== Segment start ==

PR #5767, opened 2026-04-29
Create skillware.yml

rosspeili:
I think Skillware is a perfect candidate or up for grabs, as it is new, active, clean documentation and contribution guide for new devs and AI agents, and bunch of issues that are easy to solve in less than 30 minutes.


rosspeili:
created fixed version with better tag at #5768

PR #5801, opened 2026-05-14
Add strict validation for project tags and schema compliance

### LINKED ISSUE #2399: Update Yo tool to match current template
Hi Team,

I have recently added my Project [Owasp VulnerableApp](https://github.com/SasanLabs/VulnerableApp/) to the up-for-grabs using YO generator and i found that there are gaps between the tool and the actual requirement of the PR(Build Actions) and hence user has to-fro multiple times as an example:
Tools doesn't have validations or at a minimal text help which mentioned validations like : is not allowed or space in tags is not allowed, lower-case letters are only allowed etc.

I think validations should be added to YO generator tool and if not possible please add text mentioning the same at each input step. I think it is important. 

thanks,
Karan

Reshi12:
## What this fixes
This PR introduces automated validation for project data files to ensure tags follow the required format (lowercase, no spaces, hyphen-separated). It also updates the schema definition to enforce mandatory fields.

## Why it was happening
Contributors were frequently hitting build failures because the `Yo` generator tool lacked input validation, leading to invalid YAML entries in `_data/projects/`. Users were unaware of the specific formatting requirements until the CI pipeline failed, causing unnecessary back-and-forth on PRs.

## What changed
- `scripts/validate_data_files.rb`: Added a `DataValidator` class that performs schema validation via `json_schemer` and enforces regex-based business rules for tags.
- `scripts/schema.json`: Updated the JSON schema to explicitly require `name`, `description`, `tags`, and `upForGrabs` fields, ensuring data consistency across the site.

## How this was tested
- Ran the validation script locally against existing project files to ensure no regressions.
- Verified that invalid tags (e.g., "Web Security") trigger a descriptive error message and exit with a non-zero status code.
- Confirmed the CI pipeline correctly identifies and blocks malformed entries.

## Impact
Without this, the repository will continue to accumulate malformed project data, leading to inconsistent UI rendering and broken build actions. This change shifts the validation feedback loop left, catching errors before they reach the PR stage.

Closes #2399

### DIFF
--- a/scripts/validate_data_files.rb
+++ b/scripts/validate_data_files.rb
@@ -1,11 +1,56 @@
 # frozen_string_literal: true
 
-require 'up_for_grabs_tooling'
+require 'yaml'
+require 'json'
+require 'json_schemer'
+require 'pathname'
 
-root = Pathname.new(File.dirname(__dir__))
+# Validates project data files against schema and business rules.
+# Business rules:
+# 1. Tags must be lowercase and contain no spaces.
+# 2. Project files must be valid YAML.
+class DataValidator
+  def initialize
+    @schema = JSON.parse(File.read('scripts/schema.json'))
+    @schemer = JSONSchemer.schema(@schema)
+  end
 
-result = CommandLineValidator.validate(root)
+  def validate_file(file_path)
+    data = YAML.safe_load(File.read(file_path))
+    
+    # Schema validation
+    unless @schemer.valid?(data)
+      errors = @schemer.validate(data).map { |e| e['data_pointer'] }.join(', ')
+      puts "Validation failed for #{file_path} at: #{errors}"
+      return false
+    end
 
-CommandLineFormatter.output(result)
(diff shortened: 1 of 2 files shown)


scripts/validate_data_files.rb
```diff
@@ -1,11 +1,56 @@
...
+require 'json'
+require 'json_schemer'
+require 'pathname'
 
-root = Pathname.new(File.dirname(__dir__))
+# Validates project data files against schema and business rules.
+# Business rules:
+# 1. Tags must be lowercase and contain no spaces.
+# 2. Project files must be valid YAML.
+class DataValidator
```
shiftkey, line 12: - https://github.com/up-for-grabs/tooling/blob/main/lib/validators/command_line.rb
 - https://github.com/up-for-grabs/tooling/blob/main/schema.json

There's already a validator that does schema changes - please look that over and contribute any additional changes you think are needed there (instead of clobbering it with this).

PR #6101, opened 2026-08-31
Update Bernstein project description

chernistry:
Bernstein's project description changed, and the `desc` field in `_data/projects/bernstein.yml` still carried the previous wording. This updates it to match the current description; no other fields are touched.


chernistry:
Checks are green and the description now matches what's shown in-repo. Happy to update again if anything else drifts — let me know if there's anything else needed on this end.

PR #423, opened 2018-12-13
Fix whitespace in project folder name issue

klmdb:


typicode:
Thanks for the PR 👍

Hmm don't really know why it fails with snapshots, they seem good in the PR.

Usually, you can leave the package version as it is. This way project authors can bump the version just when needed.

package.json
```diff
@@ -1,6 +1,6 @@
 {
   "name": "husky",
-  "version": "1.2.0",
+  "version": "1.2.1",
```
typicode:
```suggestion
  "version": "1.2.0",
```

typicode:
Can you try running `npm test -- -u` or `npx jest -u` to update snapshots, it should fix the failing CI.

src/installer/__tests__/__snapshots__/getScript.ts.snap
```diff
@@ -28,12 +28,12 @@ if ! command -v node >/dev/null 2>&1; then
...
 fi
 
-if [ -f $scriptPath ]; then
+if [ -f "$scriptPath" ]; then
   if [ -f ~/.huskyrc ]; then
     debug \\"source ~/.huskyrc\\"
     source ~/.huskyrc
   fi
-  node_modules/run-node/run-node $scriptPath $hookName \\"$gitParams\\"
+  node_modules/run-node/run-node "$scriptPath" $hookName \\"$gitParams\\"
```
typicode: Just realized that it was failing because `"` isn't escaped, but adding `-u` to `npm test` should update them correctly :)

klmdb:
`npm test -- -u` did the trick

typicode:
Thanks :)

PR #451, opened 2019-02-01
replace please-upgrade to forked one

a-x-:
original please-upgrade is incorrect due to cannot work with semver complient expressions


a-x-:
looks like please-upgrade added semver, but had not updated his readme
https://github.com/typicode/please-upgrade-node/issues/9

PR #455, opened 2019-02-09
Add configuration for choosing the branches for which the hook commands should be executed

mikailcf:
## Description
Adding a simple configuration field for when you don't want to run the configured hooks for every branch.

There's a check verifying if the hook commands should be executed for the current working branch.

## How to use
Add the key `active-branches` and set an array value with the name of the branches for which you want the hooks executed.

Example:
```
// package.json
{
  "husky": {
    "hooks": {
      "pre-commit": "npm test",
      "pre-push": "npm test",
      "active-branches": ["master", "staging"],
      "...": "..."
    }
  }
}
```

### DIFF
--- a/src/runner/index.ts
+++ b/src/runner/index.ts
@@ -35,6 +35,17 @@ export default async function run(
   const oldCommand: string | undefined =
     pkg && pkg.scripts && pkg.scripts[hookName.replace('-', '')]
 
+  const targetBranch: string | undefined =
+    config && config.hooks && config.hooks['target-branch']
+
+  const currentBranch = execa.shellSync(
+    'env -i git rev-parse --abbrev-ref HEAD'
+  ).stdout
+
+  if (targetBranch && targetBranch !== currentBranch) {
+    return 0
+  }
+
   // Run command
   try {
     const env: IEnv = {}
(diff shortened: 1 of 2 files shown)


src/runner/index.ts
```diff
@@ -35,6 +35,17 @@ export default async function run(
   const oldCommand: string | undefined =
     pkg && pkg.scripts && pkg.scripts[hookName.replace('-', '')]
 
+  const activeBranches: string | undefined =
```
pamepeixinho: Maybe it can be an array of strings. What do you think?

mikailcf: It should indeed be an array, that code would result in an error. Thanks for pointing it out!

beppe9000:
Is it possible instead to expand this in order to specify different scripts for different branches ?

e.g.

```
// package.json
{
  "husky": {
    "hooks": {
      "pre-commit": "npm test",
      "pre-push": "npm test",
      "active-branches": ["master", "staging"],
      "branch-scripts": {
          "master": {
                           "pre-commit": "ng lint",
                           "pre-push": "npm test"
                         }
          "staging": {
                           "pre-commit": "ng lint",
                           "pre-push": "npm xyz"
                         }
       }
      "...": "..."
    }
  }
}
```

muntasirsyed:
Love this! I do agree with @beppe9000 that configuration per branch would perhaps be slightly more useful for most use cases.

beppe9000:
is this implemented ?

PR #490, opened 2019-05-16
Allow husky configs from child package.json

DanElliottPalmer:
## Description

The team I work with is currently having issues with Husky in a monorepo like structure. We have a parent project with a set of Husky definitions in its package.json. We also have a child related package in another folder with its own dependencies and scripts in the same repo. We would like to have different set of Husky hooks for the child package.

## Changes

Instead of Husky using the directory of where the .git is located, this will take into account the cwd of the user where they triggered the git hook from. It will then look for the closest package.json from that point.

## A bit more detail

When a git hook runs, it changes the working directory:

> Before Git invokes a hook, it changes its working directory to either $GIT_DIR in a bare repository or the root of the working tree in a non-bare repository. An exception are hooks triggered during a push (pre-receive, update, post-receive, post-update, push-to-checkout) which are always executed in $GIT_DIR
> https://git-scm.com/docs/githooks

To help identify the location of the user, $GIT_PREFIX is set specifying the original path relative to .git (https://github.com/git/git/blob/6f9504c48ea59951a2aa3ee17e7c7fc36285e225/Documentation/config.txt#L762-L763). We can use this information to work out which package.json we want to be reading the config from.

## Outstanding questions/concerns
1. This is quite a big behaviour change.
2. If it finds a child package.json that contains no husky config, should it continue moving up the folder tree till it finds a package.json with a husky config? Obviously stopping at the .git folder level.
3. I have not had a chance to test this on Windows and wondered if you have a preferred method for testing?

### DIFF
--- a/src/installer/__tests__/__snapshots__/getScript.ts.snap
+++ b/src/installer/__tests__/__snapshots__/getScript.ts.snap
@@ -27,6 +27,16 @@ if ! command -v node >/dev/null 2>&1; then
   echo \\"Info: Can't find node in PATH, trying to find a node binary on your system\\"
 fi
 
+
+# Git hooks change the PWD to be the dir where the .git folder lives. GIT_PREFIX
+# stores the original location of where the hook was executed from. This allows
+# us to work out the original PWD.
+gitCwd=\\"$GIT_PREFIX\\"
+if [ ! -z \\"$gitCwd\\" ] then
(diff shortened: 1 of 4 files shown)


hilarykitz:
+1 this would be very useful

DanElliottPalmer:
Closing this PR as its been almost year and doesn't seem like there's any appetite for it.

== Segment end ==

Task item: When the word "directory" appears in a line of the listing, copy that line.

Output of the exercise:
Instead of Husky using the directory of where the .git is located, this will take into account the cwd of the user where they triggered the git hook from. It will then look for the closest package.json from that point.
When a git hook runs, it changes the working directory:
> Before Git invokes a hook, it changes its working directory to either $GIT_DIR in a bare repository or the root of the working tree in a non-bare repository. An exception are hooks triggered during a push (pre-receive, update, post-receive, post-update, push-to-checkout) which are always executed in $GIT_DIR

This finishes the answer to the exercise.